_TASK TO CARRY OUT:_
If a line comes after the one containing "I also finally", leave it out; copy every line before it, and that line too, exactly as written, starting from the first line of the entries.

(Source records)
PR #241, opened 2026-09-14
Don't run is_location_enabled when UT is doing a fake gen

silasary:
One of the most common reasons UT fails is people using RNG to remove locations.  The recommended fix is for the user to put a fake gen check in their hooks.

This PR gets ahead of the problem and gives every location to UT regardless, and lets UT handle the checks that are missing serverside.

I also finally got around to fixing the `after_create_regions` hook to stop recommending that people remove locations after they've been created.  

This has been obsolete for a long time, and people trying to do it there has been a frequent source of IterationErrors in #manual-dev.


FuzzyGamesOn (approved):
Yep. Will be good to see some reduction in reckless `next()` calls.

nicopop (approved):

PR #245, opened 2026-09-18
Simple script to update the Client Version whenever we update the client

silasary:
See #243


FuzzyGamesOn:
Love the automation idea, not a fan of an action that modifies Python source, even if it is just a date. The AST code that finds it is fun though, lol

We should probably pull out client version into a manifest file first.

silasary:
It is done through a PR, which will still need two people to sign off on.

I'm confident enough with it, and it's never going to do anything destructive without oversight. 

Moving it to the manifest is better, but we still don't have a proper manifest implementation, and I'd rather a good solution now than wait for a perfect solution later.

FuzzyGamesOn:
We disagree on this being a good solution. :smile: 

I'll see if I can get a manifest PR together tonight or this weekend. (I should clarify: I'm not talking about an archipelago.json manifest. Just a project manifest we can use for the overall project.)

silasary:
I'd rather the effort be spent on #196 and making this a non-issue entirely.

I've changed this PR to write to a one-line file, and just importing the version from that.  It should alleviate your concerns.

PR #3675, opened 2024-11-12
Fix tag size when "Show whitespace characters" is active

piedicianni:
---
  - https://app.asana.com/0/0/1208491821729823


piedicianni:
Asana: https://app.asana.com/0/1200472765951916/1208491821729823

riccio82 (approved):

PR #3903, opened 2025-04-16
`stripTagsPreservingHrefs` improvement 

mauretto78:
Added support for `img` tags

---
  - https://app.asana.com/0/0/1209782451908793


tests/unit/Utils/StripTagsPreservingHrefsTest.php
```diff
@@ -34,4 +34,12 @@ public function testCanStripTagsFromJson() {
 
         $this->assertEquals( $expected, $stripTags );
     }
+
+    public function testCanPreserveImgSrc() {
```
Ostico, line 38: @mauretto78 Can you also add a little test for the href link extraction?

Ostico (changes requested):

Ostico (dismissed):

PR #3907, opened 2025-04-17
Update api_v3_routes.php

Ostico:
Unified controller to split jobs (do not works before merging the qe-workflow-dev branch)


riccio82:
https://github.com/matecat/MateCat/pull/3916

PR #4059, opened 2025-08-08
Correct message for upload file error

mauretto78:
---
  - https://app.asana.com/0/0/1207834449838526

### DIFF
--- a/lib/Model/Conversion/ConversionHandler.php
+++ b/lib/Model/Conversion/ConversionHandler.php
@@ -55,8 +55,6 @@ class ConversionHandler {
     }
 
     public function getLocalFilePath(): string {
-        $this->file_name = html_entity_decode( $this->file_name, ENT_QUOTES );
-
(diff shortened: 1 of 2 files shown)


lib/Model/Conversion/ConversionHandler.php
```diff
@@ -77,6 +77,14 @@ public function processConversion(): void {
         $this->result->setFileName( ZipArchiveHandler::getFileName( AbstractFilesStorage::basename_fix( $this->file_name ) ), $isZipContent );
 
         if ( !file_exists( $file_path ) ) {
+
+            if($_POST['file_name'] !== $this->file_name){
```
Ostico, line 81: Avoid using superglobals inside the low level classes. There are controllers and upload handlers to check for the file name.

mauretto78: @Ostico done, I removed the superglobal $_POST variable.

I moved the file name validation inside `setFileName` method.

PR #4552, opened 2026-04-30
🐛  fix: bypass DAO cache in isSegmentDisabled to prevent stale disabled …

mauretto78:
## Summary

Fix `isSegmentDisabled` returning stale `false` values due to DAO-level cache (1-week TTL) not being invalidated when a segment is disabled.

## Type

- [x] `fix` — bug fix

## Changes

| File | Change |
|------|--------|
| `lib/Controller/Traits/SegmentDisabledTrait.php` | Pass `ttl: 0` to `SegmentMetadataDao::get()` to bypass the DAO cache, which was serving stale results for up to 1 week |

## Testing

Verified that after disabling a segment via `setTranslationDisabled`, the `segment-analysis` API correctly returns `disabled: true` without waiting for cache expiry.

## AI Disclosure

- [x] AI tools were used — details below

GitHub Copilot

## Notes

**Root cause:** `SegmentMetadataDao::get()` defaults to a 604800s (1 week) TTL. When `isSegmentDisabled` queried a segment *before* it was disabled, the DAO cache stored an empty result for 1 week. Subsequent calls to `setTranslationDisabled` wrote the DB row but never invalidated this specific DAO cache entry, so `isSegmentDisabled` kept returning `false`.

**Fix:** Since `isSegmentDisabled` already manages its own Redis cache layer (1-hour TTL) with proper invalidation via `destroySegmentDisabledCache` and `saveSegmentDisabledInCache`, the DAO-level cache is redundant. Setting `ttl: 0` bypasses it.

### DIFF
--- a/lib/Controller/Traits/SegmentDisabledTrait.php
+++ b/lib/Controller/Traits/SegmentDisabledTrait.php
@@ -50,7 +50,7 @@ trait SegmentDisabledTrait
 
         // retrieve from cache fails, we need to check the database and update the cache accordingly
         if (empty($cachedValue)) {
-            $metadataList = SegmentMetadataDao::get($id_segment, 'translation_disabled');
+            $metadataList = SegmentMetadataDao::get($id_segment, 'translation_disabled', 0);
             $metadata = $metadataList[0] ?? null;
             $isDisabled = (($metadata->meta_value ?? '0') === '1');
             $this->_setInCacheMap($cache['key'], $cache['query'], [$isDisabled ? 1 : 0]);


Ostico (changes requested):
## SegmentDisabledTrait — Code Review Analysis

##### Fix for https://github.com/matecat/MateCat/pull/4552

Requested a feature review

##### Prompt Request

> Let's analyze this class: `./lib/Controller/Traits/SegmentDisabledTrait.php`
> 
> Take as reference this one: `./lib/Controller/Abstracts/Authentication/SessionTokenStoreHandler.php`
> 
> The analyzed class is used here:
> - ./lib/Controller/API/App/SetTranslationController.php
> - ./lib/Controller/API/V3/SegmentAnalysisController.php
> - ./lib/Controller/API/V3/CancelRequestController.php
>
> Evaluate the trait for necessity and value, perform a code review, confirm that its style matches the reference implementation, flag any code smells or defects, and propose improvements, simplifications, or removal. Base your recommendations on KISS, YAGNI, and DRY.

---

### What It Does

A trait mixed into controllers that provides a **custom Redis cache layer** for a single boolean question: "is segment X disabled for job Y?" It wraps `SegmentMetadataDao::get($id_segment, 'translation_disabled')` with a hand-rolled read-through cache using `DaoCacheTrait` primitives.

### Verdict: The trait has real value, but its implementation is not totally correct.

The **concept** is valid — 3 controllers need this check, and `CancelRequestController` needs write+invalidation too. However, the **implementation** has some architectural concerns when measured against the reference and KISS/YAGNI/DRY principles.

---

### Concern 1: Redundant Cache Layer (YAGNI + DRY)

This is the core issue. `SegmentMetadataDao::get()` **already caches** via `_fetchObjectMap()` with a 604800s (1 week) TTL:

```php
// SegmentMetadataDao::get() — line 82
$results = $thisDao->setCacheTTL($ttl)->_fetchObjectMap(
    $stmt, SegmentMetadataStruct::class, [$id_segment, $key]
);
```

The trait adds a **second** Redis cache on top with a 3600s (1 hour) TTL. So a read path hits:

1. **Trait's custom cache** (hash map `segment_is_disabled_{job}_{segment}`, 1h TTL)
2. **DAO's built-in cache** (hash map keyed by query+class, 1 week TTL)
3. **MySQL** (only on double cache miss)

The trait's cache is **more restrictive** (1h vs 1 week), which increases DB fallthrough compared to relying on the DAO cache alone — likely the opposite of the intent. The trait's cache is redundant and adds complexity without a measurable benefit, which goes against the YAGNI principle (the extra cache layer may not be needed) and DRY (the caching logic is already provided by the DAO).

### Concern 2: DaoCacheTrait in a Controller Trait (Layering Mismatch)

Compare with the reference:

| Aspect | SessionTokenStoreHandler (reference) | SegmentDisabledTrait |
|--------|--------------------------------------|---------------------|
| Type | **Dedicated class** | Trait mixed into controllers |
| Layer | Service/infrastructure | Controller layer |
| DaoCacheTrait usage | Well-suited — it IS a data store | Unusual — controllers aren't data stores |
| TTL/xFetch config | Set once in constructor | Re-set on every method call via `cacheInit()` |
| Public API | Clean: `set`, `is`, `remove` | Exposed as `protected` methods on controllers |

`SessionTokenStoreHandler` uses `DaoCacheTrait` because it **is** a cache-backed store — it stores login tokens in Redis with no DB backing. That's the intended abstraction.

`SegmentDisabledTrait` uses `DaoCacheTrait` to cache data that **already lives in a DAO with its own cache**. It pulls DAO-level infrastructure (`_setInCacheMap`, `_getFromCacheMap`, `_cacheSetConnection`) into the controller layer. Every controller that uses this trait inherits all of `DaoCacheTrait`'s protected methods and the static `$cache_con` property — which is more surface area than controller classes typically need.

### Concern 3: `cacheInit()` Called on Every Method (vs. Reference Pattern)

```php
// Trait pattern — called in EVERY method
private function cacheInit(): void {
    $this->xFetchEnabled = false;
    $this->setCacheTTL(self::CACHE_TTL);
    $this->_cacheSetConnection();
}
```

The reference sets this **once** in the constructor:

```php
// Reference — set once
public function __construct() {
    $this->cacheTTL = 60 * 60 * 24 * 7;
    $this->xFetchEnabled = false;
}
```

The trait can't use a constructor (it's a trait), so it compensates with `cacheInit()`. This is a sign that a dedicated class would be a better fit here, since a class would handle initialization naturally.

### Concern 4: `destroySegmentDisabledCache` Mixes Concerns

```php
protected function destroySegmentDisabledCache(int $id_job, int $id_segment): void {
    SegmentMetadataDao::delete($id_segment, 'translation_disabled');     // DB write
    SegmentMetadataDao::destroyGetCache($id_segment, 'translation_disabled'); // DAO cache bust
    SegmentMetadataDao::destroyGetAllCache($id_segment);                // DAO cache bust
    // ... plus custom cache bust
}
```

Having a controller trait perform **DB deletes** and **DAO cache invalidation** combines concerns that would be more naturally housed in the DAO or a service layer. Controllers ideally delegate these responsibilities rather than carrying them directly.

### Concern 5: Loose Comparison on Cache Value

```php
return $cachedValue == [1];  // loose comparison
```

`[0] == [1]` → false, `[1] == [1]` → true — it works in practice, but using strict comparison (`=== [1]`) would be safer and clearer about intent.

### Concern 6: The `CACHE_TTL` Constant in a Trait

```php
const int CACHE_TTL = 3600;
```

If another trait mixed into the same controller were to define `CACHE_TTL`, PHP would throw a fatal error. The constant is trait-scoped but has a fairly generic name, which is worth keeping in mind as the codebase grows.

---

### What I'd Recommend

**Option A (cleanest, matches reference pattern): Extract to a service class**

Following `SessionTokenStoreHandler` as the template, create `SegmentDisabledService`:

```php
class SegmentDisabledService {
    // Direct DAO calls, no redundant cache layer
    public function isDisabled(int $id_segment): bool {
        $metadata = SegmentMetadataDao::get($id_segment, 'translation_disabled');
        return $metadata !== null && $metadata->meta_value === '1';
    }
    
    public function disable(int $id_segment): void {
        SegmentMetadataDao::setTranslationDisabled($id_segment);
    }
    
    public function enable(int $id_segment): void {
        SegmentMetadataDao::delete($id_segment, 'translation_disabled');
        SegmentMetadataDao::destroyGetCache($id_segment, 'translation_disabled');
        SegmentMetadataDao::destroyGetAllCache($id_segment);
    }
}
```

This removes: the redundant cache layer, `DaoCacheTrait` from controllers, the `cacheInit()` pattern, and the `id_job` parameter (which is only used in cache key construction — the DAO doesn't need it).

**Option B (minimal change): Keep the trait but strip the custom cache**

If you want to avoid a larger refactor, at minimum removing the `use DaoCacheTrait`, `cacheInit()`, `cacheKeyAndQuery()`, `saveSegmentDisabledInCache()`, and the custom cache bust from `destroySegmentDisabledCache()` would be a meaningful improvement — just call the DAO directly. The DAO's 1-week TTL cache already handles performance.

---

### Summary

| Criterion | Assessment |
|-----------|-----------|
| **Is it needed?** | The **functionality** is needed (3 controllers use it). A **service class** would express it more cleanly than a trait. |
| **KISS** | ❌ Adds a custom cache layer over an already-cached DAO |
| **YAGNI** | ❌ The extra cache layer solves no measurable problem |
| **DRY** | ❌ Duplicates caching logic that `SegmentMetadataDao` already provides |
| **Reference alignment** | ❌ Reference uses a dedicated class; a trait mixing DAO infrastructure into controllers is an unusual pattern |
| **Bugs** | No correctness bugs; the loose comparison and constant naming are minor points to watch |
| **Recommendation** | Extract to a service class (Option A), or at minimum strip the redundant cache (Option B) |

PR #4710, opened 2026-07-24
🐛 fix(mymemory): hydrate source and target language codes on TM matches

mauretto78:
## Summary

MyMemory TM matches were losing their source/target language codes, and `segment`/
`translation` could end up `null` when the API response omitted those keys. This fixes
`MyMemory::_decode()` and `GetMemoryResponse::buildMyMemoryMatch()` to hydrate `source`/
`target` from the engine config and to always default `segment`/`translation` to an empty
string.

## Type

- [x] `fix` — bug fix
- [ ] `test` — test coverage

## Changes

| File | Change |
|------|--------|
| `lib/Utils/Engines/MyMemory.php` | inject `source`/`target` from `$this->_config` into decoded matches; default `segment`/`translation` to `''` when absent |
| `lib/Utils/Engines/Results/MyMemory/GetMemoryResponse.php` | hydrate `source`/`target` (and null-safe `tm_properties`) onto `Matches` in `buildMyMemoryMatch()` |
| `tests/unit/Core/Engines/Results/MyMemory/GetMemoryResponseTest.php` | new regression tests for missing `segment`/`translation`, missing `tm_properties`, and `source`/`target` hydration |

## Testing

Ran the full suite in Docker: 9222 tests, 30003 assertions. 4 pre-existing failures in
`CommentControllerTest` (broker-unavailable scenarios) are environment-dependent and
unrelated to this change — they also fail on `develop` in this environment since the
ActiveMQ broker container is reachable rather than down.

`phpstan` run clean (0 errors) on all three changed files.

## AI Disclosure

Claude Code (claude-sonnet-5)

## Notes

None.

---
  - https://app.asana.com/0/0/1216294000966428

### DIFF
--- a/lib/Utils/Engines/MyMemory.php
+++ b/lib/Utils/Engines/MyMemory.php
@@ -176,9 +176,11 @@ class MyMemory extends AbstractEngine
 
                 if (!empty($decoded['matches'])) {
                     foreach ($decoded['matches'] as $pos => $match) {
-                        $decoded['matches'][$pos]['segment'] = $match['segment'];
-                        $decoded['matches'][$pos]['translation'] = $match['translation'];
+                        $decoded['matches'][$pos]['segment']     = $match['segment'] ?? '';
+                        $decoded['matches'][$pos]['translation'] = $match['translation'] ?? '';
                         $decoded['matches'][$pos]['target_note'] = $match['target_note'] ?? '';
+                        $decoded['matches'][$pos]['source']      = $this->_config['source'] ?? $match['source'] ?? '';
+                        $decoded['matches'][$pos]['target']      = $this->_config['target'] ?? $match['target'] ?? '';
                     }
                 }
 
--- a/lib/Utils/Engines/MyMemory.php
+++ b/lib/Utils/Engines/MyMemory.php
@@ -179,8 +179,8 @@ class MyMemory extends AbstractEngine
                         $decoded['matches'][$pos]['segment']     = $match['segment'] ?? '';
                         $decoded['matches'][$pos]['translation'] = $match['translation'] ?? '';
                         $decoded['matches'][$pos]['target_note'] = $match['target_note'] ?? '';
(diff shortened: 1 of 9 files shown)


lib/Utils/Engines/MyMemory.php
```diff
@@ -176,9 +176,11 @@ protected function _decode(mixed $rawValue, array $parameters = [], ?string $fun
 
                 if (!empty($decoded['matches'])) {
                     foreach ($decoded['matches'] as $pos => $match) {
-                        $decoded['matches'][$pos]['segment'] = $match['segment'];
-                        $decoded['matches'][$pos]['translation'] = $match['translation'];
+                        $decoded['matches'][$pos]['segment']     = $match['segment'] ?? '';
+                        $decoded['matches'][$pos]['translation'] = $match['translation'] ?? '';
                         $decoded['matches'][$pos]['target_note'] = $match['target_note'] ?? '';
+                        $decoded['matches'][$pos]['source']      = $this->_config['source'] ?? $match['source'] ?? '';
```
Ostico: Here, we are using the match language returned by MyMemory as a fallback—prioritizing it over the language defined in the class configuration, which might eventually be populated with Matecat's source/target values. Currently, this fallback has no effect because `$this->_config['source'/'target']` are always null, but if we start using those values ​​later, the feature will break. The two parameters need to be swapped.

Ostico (changes requested):

lib/Utils/Engines/MyMemory.php
mauretto78: Good catch, fixed — swapped the precedence in `MyMemory::_decode()` so `$match['source']`/`$match['target']` now win over `$this->_config`, with config only used as a fallback when the match omits them. Added two regression tests in `DecodeMyMemoryTest` covering both directions (match wins when present, config used when absent). Pushed as 539447fcf7.

mauretto78:
@Ostico Addressed your review comment — fixed the precedence swap in `MyMemory::_decode()` and added regression tests. Ready for another look.

PR #4712, opened 2026-07-24
🐛 fix(cattool): read job-scoped mandatory issues instead of project snapshot

mauretto78:
## Summary

Selecting a per-job mandatory-issues override (e.g. "only R2") had no effect on segment
approval: the enforcement check and the settings-panel gate condition both read the
project-level metadata snapshot taken once at project creation, instead of the job-level
value that the settings panel actually updates. This fixes both to read the job-scoped
value, and refreshes the cached job metadata immediately after saving so an already-open
editor session picks up the change without a page reload.

## Type

- [x] `fix` — bug fix
- [ ] `test` — test coverage

## Changes

| File | Change |
|------|--------|
| `public/js/actions/SegmentActions.js` | Read `job.mandatory_issues` instead of the stale `project.mandatory_issues` snapshot when gating mandatory-issue enforcement on approval |
| `public/js/pages/CatTool.js` | Fix the same project/job scope mismatch in the gate condition that populates the settings-panel template state |
| `public/js/components/settingsPanel/Contents/EditorOtherTab/EditorOtherTab.js` | Refresh `CatToolStore`'s cached job metadata right after `updateJobMetadata` succeeds, so an open editor session applies the new setting without reload |
| `public/js/actions/SegmentActions.test.js` | Update mocks to job-scoped metadata; add a regression test for a per-job override coexisting with a wider project-level default |

## Testing

Manually verified in the editor: set mandatory issues to "Only R2" on a job, confirmed
approving a modified segment with no issues no longer forces the issues panel open in R1,
while it still does in R2.

## AI Disclosure

Claude Code (claude-sonnet-5)

## Notes

None.

### DIFF
--- a/public/js/actions/SegmentActions.js
+++ b/public/js/actions/SegmentActions.js
@@ -266,8 +266,7 @@ const SegmentActions = {
        If is an ICE we allow to change the translation because is not possible to add an issue
      */
 
-    const mandatoryIssues =
-      CatToolStore.getJobMetadata().project.mandatory_issues
+    const mandatoryIssues = CatToolStore.getJobMetadata().job.mandatory_issues
 
     const currentRevisionKey = `r${config.revisionNumber}`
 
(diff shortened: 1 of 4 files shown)


mauretto78:
Superseded by #4713, opened from matecat/fix-mandatory-issues-job-scope instead of a fork branch.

_ANSWER AREA:_
PR #241, opened 2026-09-14
Don't run is_location_enabled when UT is doing a fake gen

silasary:
One of the most common reasons UT fails is people using RNG to remove locations.  The recommended fix is for the user to put a fake gen check in their hooks.

This PR gets ahead of the problem and gives every location to UT regardless, and lets UT handle the checks that are missing serverside.

I also finally got around to fixing the `after_create_regions` hook to stop recommending that people remove locations after they've been created.  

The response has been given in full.